In 1977, after a visit to my foundry in Pietrasanta, Italy, my wife and I drove back through France, via Aubusson. We had just seen the Unicorn Tapestries housed in the Cloisters in New York, and I wanted to see weavers actually working at the looms.
The manager of the hotel we stayed at in Aubusson made an appointment for us to visit the Atelier Goubely. The manager told us that Monsieur Goubely had worked on repairing the tapestries at Windsor Castle for Queen Victoria, that the Atelier was run by his daughter, and was the best workshop in Aubusson.
The Atelier is in a beautiful old mill situated on the river that ran through the medieval town. The daughter of Monsieur Goubley was then nearly 80 years old, but she and her husband still ran the business. They agreed to take us on a tour of the looms that were all housed in a great loft running the whole length of the building.
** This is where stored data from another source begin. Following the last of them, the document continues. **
Issue #82, opened 2020-01-15
Move react-native-uifabric here (win32 controls)


FalseLobster:
We have a few win32 components in another repo.  This issue just tracks moving them here.

JasonVMo:
This work is done now.  See the commit referenced above.

PR #83, opened 2020-01-23
Migrate `react-native-uifabric` package from `sdx-platform` repository

dotnetjunky:
Summary of my changes:

- Copied all TypeScript files as-is, with only minimal changes at a few places to make ESLint happy. 
- Copied build scripts from other packages in this repository. 
- Added a `metroPack` Just script to use as bundling task for `react-native-uifabric` package, because the default webpack doesn't work with react-native-win32. 
- However, I have not been able to get bundling script to work just yet. So I'm leaving it empty for now. I want to merge what I have now to avoid possible merge conflict with other people's changes.

The net result is that the new package is building TS files and running Jests tests; but it doesn't have the final bundle file. :-)


dotnetjunky:
Linking to {dotnetjunky}/{fluentui-react-native}#82

packages/react-native-uifabric/package.json
```diff
@@ -0,0 +1,68 @@
...
+    "just": "just-scripts",
+    "clean": "just-scripts clean",
+    "code-style": "just-scripts code-style",
+    "lint": "just-scripts eslint",
+    "start": "just-scripts dev",
+    "start-test": "just-scripts jest-watch",
+    "update-snapshots": "just-scripts jest -u",
+    "verify-api": "just-scripts verify-api-extractor",
+    "update-api": "just-scripts update-api-extractor",
+    "run-win32": "rex-win32 --bundle RNTester.win32 --component RNTesterApp --basePath ./dist/win32/dev",
```
tkamireh: Are the rex-win32 dependencies correct?

dotnetjunky: no, Rex is not working yet, because bundling is not implemented. I'll fix it when I got bundling task working.

tkamireh:
Let's call it experiments instead of experimentals. Gonna take one more quick pass over things, but looks good to me.

experimentals/react-native-uifabric/package.json
```diff
@@ -0,0 +1,66 @@
...
+    "enzyme-to-json": "^3.1.1",
+    "office-ui-fabric-react": "^7.28.2",
+    "react": "16.8.6",
+    "react-dom": "16.8.6",
+    "react-native": "https://github.com/microsoft/react-native/archive/v0.60.0-microsoft.35.tar.gz",
+    "react-native-windows": "0.60.0-vnext.115",
+    "react-test-renderer": "16.8.6"
+  },
+  "peerDependencies": {
+    "react": "16.8.6",
```
acoates-ms: uifabric shouldn't have such specific peer dependencies.  -- We should really start doing semver here.
We should be ok with any 0.60 release of react-native.

experimentals/react-native-uifabric/package.json
```diff
@@ -0,0 +1,66 @@
+{
+  "name": "react-native-uifabric",
```
acoates-ms: Is this win32 specific?  Shouldn't the name be something win32 specific while we are at it?

packages/themed-stylesheet/package.json
```diff
@@ -28,7 +28,7 @@
     "@types/react-native": "0.60.19",
     "@uifabricshared/build-native": "^0.1.1",
     "@uifabricshared/eslint-config-rules": "^0.1.1",
-    "react-native": "^0.59.0",
+    "react-native": "^0.60.0",
```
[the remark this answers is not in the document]
acoates-ms: Does this package use react-native?  I dont see it as either a dep or peerdep?   The answer to those questions would determine if we need to bump more things, and what kind of change type this change should be.

experimentals/react-native-uifabric/package.json
dotnetjunky: At this time, I'm just copying the existing package over as is. The package is marked as "private", so we can easily rename the package later, until we publish it.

It was as though we had stepped back into the 17th century. The looms were built in the reign of Louis XIV, and had been in constant use ever since. They were the old design of loom, i.e. flat and not upright, which allowed the vibrant colours of the tapestries being woven to be flooded with sunlight. We watched the deft hands of the weavers passing the shuttle to and fro, as they followed the paper patterns that lay under the warp. It was one of the most fascinating things I had ever seen.
The gentle charming couple took us into their sitting room for a cup of tea. I summoned up the courage to ask them if it would be possible for them to weave a tapestry for me ? They would be delighted, as long as I was not in a hurry !
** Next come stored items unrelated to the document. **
PR #86, opened 2020-01-24
Make the metro bundle task to use for react-native-uifabric

dotnetjunky:
This PR implements a `Just` task, called metroPack, in order to produce the bundle for the `react-native-uifabric` package, and probably any packages that depends on react-native in the future.


experiments/react-native-uifabric/metro.config.js
```diff
@@ -0,0 +1,54 @@
...
+const uifabricsharedPackages = Object.keys(allPackages).reduce(
+  (prev, key) => (allPackages[key].packagePath.startsWith('packages') ? [...prev, key] : prev),
+  []
+);
+
+const additionalWatchFolders = uifabricsharedPackages.map(package => pathToSymLinkedPackage(package));
+
+const extraNodeModules = {
+  'react-native': path.resolve(__dirname, '../../node_modules/@office-iss/react-native-win32')
+};
```
acoates-ms: Can we just inline this?  seems odd to have it separate.

experiments/react-native-uifabric/package.json
```diff
@@ -7,7 +7,7 @@
   "typings": "lib/index.d.ts",
   "private": true,
   "scripts": {
-    "build": "just-scripts build --useMetro",
+    "build": "just-scripts build --useMetro --platform win32",
```
acoates-ms: Do we really want to build all the bundles during build?

The fluent repo split things out into:
build
lint
test
bundle
as top level commands.  That way you dont have to sit there waiting for everything to bundle whenever you do a build.

experiments/react-native-uifabric/metro.config.js
dotnetjunky: ok.

experiments/react-native-uifabric/package.json
dotnetjunky: OK, just pushed a new commit, which split the bundle task out of the build task.

acoates-ms:
Should probably add to the CI loop a task that builds the bundles, to verify that they do not get broken.

PR #87, opened 2020-01-28
Make RNTester loads successfully in web debugger

dotnetjunky:
With this change, ReactTest/RNTester can launch with the web debugger. To start the debugger server, run `yarn start:tester`, and then run `yan run-win32-web` to launch ReactTester.


tkamireh:
Can you add change files? `yarn change` from root. If you want you could add the step to check for change files as part of the ci loops. I think the script is `yarn checkchange` or something like that.

acoates-ms:
It doesn't look like any CI is running at all?

dotnetjunky:
Hmm, I'm not sure why the `jest` task fails when running as part of the `npm run build` script, but if I run `npm run jest` directly, it passes. This might just be an issue with the Just script.

azure-pipelines.yml
```diff
@@ -26,6 +26,5 @@ steps:
     displayName: 'npm run build'
 
   - script: |
-      yarn verify-api
-      yarn check-for-changed-files
```
FalseLobster: Can we leave the check-for-changed files and open an issue to reintroduce verify-api at least?

tkamireh: I don't understand why either of these were removed. What am I missing?

dotnetjunky: @FalseLobster Added the check-for-changed-files back.
@tkamireh The verify-api task doesn't exist and always fail.

tkamireh: ah I see, you could add a line to scripts/just.config.js (it should just be following the update-api task definition)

So began my involvement with tapestries. A year later, on our way down to the foundry, we again visited the Atelier, this time bringing the 12 paper patterns I had prepared for the looms. We selected the colours for each tapestry in a jewel box of a room that was hung with a thousand skeins of different coloured wools.
In 1979 we went to collect the finished tapestries. I was delighted. The experience of designing, then seeing the patterns appear on the ancient looms, under the skilled fingers of the weavers, was a never to be forgotten trip back to the past, and a fascinating variation to the pouring of the molten bronze into the moulds of my lost wax sculptures. Working with skilled artisans is one of the great joys of being a sculptor.
Many of the tapestries now hang in the new Parliament House of Australia in Canberra, which pleases me greatly. In these pages I have included eight pieces.